When a borrower defaults or fails to make payments on time, the lender can take the secured asset as payment, through a mechanism such as foreclosure, repossession, or a court order. Broadly speaking, the asset is then typically resold, perhaps in an auction. In some cases, if the amount of the security isn’t enough to cover the debt, the lender may still pursue the debtor to reclaim the rest, an amount which is sometimes known as the deficiency balance.

The two most common examples of secured debts are home loans and auto and title loans. With a home loan — including mortgages, home equity loans, home equity lines of credit, and so on — the property itself is used to secure the debt. If you eventually default on the loan, the lender can take possession of the home through foreclosure. Similarly, with a vehicle loan, the car is used as collateral for the debt. Again, if you become delinquent, the lender can seize the vehicle.

Other common types of secured debts may include bonds, loans for extremely expensive pieces of jewelry and other valuables, and so on.
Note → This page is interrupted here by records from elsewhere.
PR #21125, opened 2025-10-29
[`flake8-type-checking`] Fix `TC003` false positive with `future-annotations`

### LINKED ISSUE #21121: TC003 false-positive for dataclass.KW_ONLY when future-annotations is true
### Summary

playground: https://play.ruff.rs/10ce19b3-ce84-44e2-be98-19ece9acdf9d

---

pyproject.toml
```toml
[project]
name = "TC-TEST"
version = "0.1.0"
description = "TC-TEST"
readme = "README.md"
requires-python = ">=3.13"
dependencies = ["ruff>=0.14.2"]

[tool.ruff.lint]
select = ["TC"]
extend-safe-fixes = ["TC"]
future-annotations = true
```

```python
from dataclasses import KW_ONLY, dataclass


@dataclass
class DataClass:
    a: int
    _: KW_ONLY
    b: int
```

ruff (v0.14.2) check `TC003` for importing `KW_ONLY` in python 3.13.

<br>

Auto (unsafe) fix result:
```python
from typing import TYPE_CHECKING
from dataclasses import KW_ONLY
```

<br>

`KW_ONLY` import in `TYPE_CHECKING` block cause `TC004`.
```python

from typing import TYPE_CHECKING

if TYPE_CHECKING:
    from dataclasses import KW_ONLY


@dataclass
class DataClass:
    a: int
    _: KW_ONLY
    b: int
```

Relative to #12859

### Version

ntBre:
Summary
--

Fixes #21121 by upgrading `RuntimeEvaluated` annotations like
`dataclasses.KW_ONLY` to `RuntimeRequired`. We already had special handling for
`TypingOnly` annotations in this context but not `RuntimeEvaluated`. Combining
that with the `future-annotations` setting, which allowed ignoring the
`RuntimeEvaluated` flag, led to the reported bug where we would try to move
`KW_ONLY` into a `TYPE_CHECKING` block.

Test Plan
--

A new test based on the issue

### DIFF
--- a/crates/ruff_linter/src/checkers/ast/mod.rs
+++ b/crates/ruff_linter/src/checkers/ast/mod.rs
@@ -1408,6 +1408,9 @@ impl<'a> Visitor<'a> for Checker<'a> {
                     {
                         self.visit_runtime_required_annotation(annotation);
                     }
+                    AnnotationContext::RuntimeEvaluated => {
+                        self.visit_runtime_evaluated_annotation(annotation);
+                    }
                     AnnotationContext::TypingOnly
                         if flake8_type_checking::helpers::is_dataclass_meta_annotation(
                             annotation,
@@ -1422,9 +1425,6 @@ impl<'a> Visitor<'a> for Checker<'a> {
                             // Ex) `InitVar`
                             self.visit_runtime_required_annotation(annotation);
                         }
-                    }
-                    AnnotationContext::RuntimeEvaluated => {
-                        self.visit_runtime_evaluated_annotation(annotation);
                     }
                     AnnotationContext::TypingOnly => self.visit_annotation(annotation),
                 }


ntBre:
I should have waited a second longer before taking it out of draft. I think the ecosystem hit is a false positive, taking a closer look now.

ntBre:
It looks like we have 4 pre-existing UP037 false positives on this project:
[`src/latch/ldata/_transfer/upload.py`](https://github.com/latchbio/latch/blob/main/src/latch/ldata/_transfer/upload.py):121:27: UP037 `[*]` Remove quotes from type annotation
[`src/latch/ldata/_transfer/upload.py`](https://github.com/latchbio/latch/blob/main/src/latch/ldata/_transfer/upload.py):122:33: UP037 `[*]` Remove quotes from type annotation
[`src/latch/ldata/_transfer/upload.py`](https://github.com/latchbio/latch/blob/main/src/latch/ldata/_transfer/upload.py):132:28: UP037 `[*]` Remove quotes from type annotation
[`src/latch/types/directory.py`](https://github.com/latchbio/latch/blob/main/src/latch/types/directory.py):162:36: UP037 `[*]` Remove quotes from type annotation

but this PR adds a fifth.

ntBre:
Now the ecosystem check looks good! We needed to visit the whole `RuntimeEvaluated` annotation as `RuntimeRequired` for the special `dataclass` types, unlike the existing `TypingOnly` branch, which could treat the annotation and slice separately.

crates/ruff_linter/src/checkers/ast/mod.rs
```diff
@@ -1418,6 +1423,9 @@ impl<'a> Visitor<'a> for Checker<'a> {
                             self.visit_runtime_required_annotation(annotation);
                         }
                     }
+                    AnnotationContext::RuntimeEvaluated => {
+                        self.visit_runtime_evaluated_annotation(annotation);
+                    }
```
MichaReiser: Nit: I would move this up right below the other `AnnotationContext::RuntimeEvaluated` arm. Not only reduces it the size of the diff, it also makes it easier to "match" the different arms when reading the code because you don't need to keep track of the only partially matched arms (or, you have but only up to the next arm)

One way of thinking about it? Broadly speaking, with a secured debt, you don’t fully own the asset until you’ve completed all of the required payments (including any interest). Once you’ve paid off the loan in full, the lender gives up claims to the asset, whatever it may be.

How Are Secured Debts Different Than Unsecured Debts?

In many cases, you’ll hear about secured loans as a counterpoint to another common category of consumer debt — unsecured debts.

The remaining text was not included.